(WHAT TO WORK ON)
Work through the entries that follow and state how many lines contain the word "overflow". Only the number is wanted.

Stored data entries
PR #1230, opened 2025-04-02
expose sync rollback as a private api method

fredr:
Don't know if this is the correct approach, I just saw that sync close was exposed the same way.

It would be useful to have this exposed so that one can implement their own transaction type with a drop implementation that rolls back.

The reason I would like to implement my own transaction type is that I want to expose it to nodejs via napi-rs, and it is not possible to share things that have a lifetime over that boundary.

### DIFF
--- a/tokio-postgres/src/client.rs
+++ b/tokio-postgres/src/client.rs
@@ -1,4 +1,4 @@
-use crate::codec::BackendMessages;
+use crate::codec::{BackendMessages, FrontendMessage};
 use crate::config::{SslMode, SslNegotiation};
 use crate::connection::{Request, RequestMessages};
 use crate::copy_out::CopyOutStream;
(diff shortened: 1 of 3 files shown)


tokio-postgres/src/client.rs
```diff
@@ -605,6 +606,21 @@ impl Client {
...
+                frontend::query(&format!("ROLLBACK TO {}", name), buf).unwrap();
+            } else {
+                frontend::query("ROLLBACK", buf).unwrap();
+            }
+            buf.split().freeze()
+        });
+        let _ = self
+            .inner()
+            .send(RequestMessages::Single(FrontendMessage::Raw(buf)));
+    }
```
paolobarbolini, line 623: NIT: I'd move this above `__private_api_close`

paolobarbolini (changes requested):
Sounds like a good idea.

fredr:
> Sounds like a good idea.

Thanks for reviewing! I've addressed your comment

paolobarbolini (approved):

==

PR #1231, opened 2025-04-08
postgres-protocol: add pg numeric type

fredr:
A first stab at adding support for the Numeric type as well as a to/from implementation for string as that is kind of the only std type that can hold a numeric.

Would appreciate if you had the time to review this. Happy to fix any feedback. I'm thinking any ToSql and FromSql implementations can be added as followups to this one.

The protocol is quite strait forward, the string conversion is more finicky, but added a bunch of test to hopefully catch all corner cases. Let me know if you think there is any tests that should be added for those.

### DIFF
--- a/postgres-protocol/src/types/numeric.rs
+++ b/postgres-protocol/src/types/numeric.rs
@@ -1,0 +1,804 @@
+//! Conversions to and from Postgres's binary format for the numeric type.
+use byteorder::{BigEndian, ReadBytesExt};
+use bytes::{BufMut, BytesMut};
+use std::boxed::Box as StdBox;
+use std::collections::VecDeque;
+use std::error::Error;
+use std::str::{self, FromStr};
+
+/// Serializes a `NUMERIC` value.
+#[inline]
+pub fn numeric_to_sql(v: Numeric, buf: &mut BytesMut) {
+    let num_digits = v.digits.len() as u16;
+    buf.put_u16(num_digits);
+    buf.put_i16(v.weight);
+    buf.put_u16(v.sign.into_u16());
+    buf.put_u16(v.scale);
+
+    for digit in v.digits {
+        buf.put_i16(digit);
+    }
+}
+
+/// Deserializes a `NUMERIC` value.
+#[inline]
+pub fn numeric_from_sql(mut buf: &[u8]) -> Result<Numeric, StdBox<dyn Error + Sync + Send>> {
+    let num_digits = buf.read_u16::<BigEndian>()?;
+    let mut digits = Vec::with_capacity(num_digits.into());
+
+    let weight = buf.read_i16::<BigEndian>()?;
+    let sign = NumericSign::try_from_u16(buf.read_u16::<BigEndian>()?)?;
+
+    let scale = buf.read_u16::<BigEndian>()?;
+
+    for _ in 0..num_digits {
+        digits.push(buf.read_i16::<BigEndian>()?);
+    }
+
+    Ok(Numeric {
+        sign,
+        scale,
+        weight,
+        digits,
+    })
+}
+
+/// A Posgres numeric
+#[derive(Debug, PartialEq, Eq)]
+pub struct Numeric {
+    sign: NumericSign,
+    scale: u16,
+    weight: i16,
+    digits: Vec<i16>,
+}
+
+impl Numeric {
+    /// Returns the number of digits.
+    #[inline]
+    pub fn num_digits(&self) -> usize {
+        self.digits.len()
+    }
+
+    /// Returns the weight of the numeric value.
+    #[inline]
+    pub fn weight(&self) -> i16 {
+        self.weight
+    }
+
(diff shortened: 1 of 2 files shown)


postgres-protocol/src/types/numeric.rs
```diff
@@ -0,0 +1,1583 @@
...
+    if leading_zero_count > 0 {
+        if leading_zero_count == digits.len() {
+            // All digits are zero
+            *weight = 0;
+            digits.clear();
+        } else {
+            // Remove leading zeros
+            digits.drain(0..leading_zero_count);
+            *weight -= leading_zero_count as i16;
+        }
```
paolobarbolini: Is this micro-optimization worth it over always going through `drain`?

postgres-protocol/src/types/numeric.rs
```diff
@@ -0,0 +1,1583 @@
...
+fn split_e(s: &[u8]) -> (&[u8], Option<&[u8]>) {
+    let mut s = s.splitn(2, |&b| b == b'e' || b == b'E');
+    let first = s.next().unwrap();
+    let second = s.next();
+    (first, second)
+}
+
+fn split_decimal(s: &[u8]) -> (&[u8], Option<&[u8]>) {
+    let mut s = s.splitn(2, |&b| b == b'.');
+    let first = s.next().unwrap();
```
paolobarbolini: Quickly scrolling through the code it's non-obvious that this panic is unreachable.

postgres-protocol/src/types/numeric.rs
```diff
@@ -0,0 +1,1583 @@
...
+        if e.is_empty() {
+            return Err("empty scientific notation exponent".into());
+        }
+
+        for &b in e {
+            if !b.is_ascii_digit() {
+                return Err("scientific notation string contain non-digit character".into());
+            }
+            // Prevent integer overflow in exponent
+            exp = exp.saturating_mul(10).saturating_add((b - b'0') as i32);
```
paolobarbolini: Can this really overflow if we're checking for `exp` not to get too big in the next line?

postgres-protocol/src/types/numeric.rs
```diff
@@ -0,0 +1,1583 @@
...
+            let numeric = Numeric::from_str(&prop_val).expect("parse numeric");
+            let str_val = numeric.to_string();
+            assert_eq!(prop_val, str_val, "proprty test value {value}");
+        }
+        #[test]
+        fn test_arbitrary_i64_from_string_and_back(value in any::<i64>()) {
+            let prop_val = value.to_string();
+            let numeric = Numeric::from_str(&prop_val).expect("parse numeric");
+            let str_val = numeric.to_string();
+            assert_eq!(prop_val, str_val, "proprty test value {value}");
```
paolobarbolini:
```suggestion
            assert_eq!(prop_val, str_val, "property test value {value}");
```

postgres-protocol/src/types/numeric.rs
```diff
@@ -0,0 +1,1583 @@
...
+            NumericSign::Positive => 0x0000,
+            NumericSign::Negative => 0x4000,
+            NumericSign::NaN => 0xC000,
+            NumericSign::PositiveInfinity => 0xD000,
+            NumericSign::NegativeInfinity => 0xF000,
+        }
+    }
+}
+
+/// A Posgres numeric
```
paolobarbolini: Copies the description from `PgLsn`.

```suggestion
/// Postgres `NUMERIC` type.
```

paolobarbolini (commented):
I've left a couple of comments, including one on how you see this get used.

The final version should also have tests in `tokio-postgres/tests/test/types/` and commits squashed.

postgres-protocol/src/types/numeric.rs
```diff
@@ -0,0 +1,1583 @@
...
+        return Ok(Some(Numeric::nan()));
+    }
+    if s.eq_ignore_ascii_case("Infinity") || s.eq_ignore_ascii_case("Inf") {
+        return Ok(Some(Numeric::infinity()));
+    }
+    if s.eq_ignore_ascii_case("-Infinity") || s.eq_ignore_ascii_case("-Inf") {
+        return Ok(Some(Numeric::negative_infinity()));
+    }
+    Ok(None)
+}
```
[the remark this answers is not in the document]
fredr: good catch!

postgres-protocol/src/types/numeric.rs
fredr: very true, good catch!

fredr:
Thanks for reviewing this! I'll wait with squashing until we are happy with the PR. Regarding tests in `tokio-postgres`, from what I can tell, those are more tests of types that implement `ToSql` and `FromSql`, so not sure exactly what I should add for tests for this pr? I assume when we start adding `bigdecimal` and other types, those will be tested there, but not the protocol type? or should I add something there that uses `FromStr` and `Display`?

(YOUR SOLUTION)
2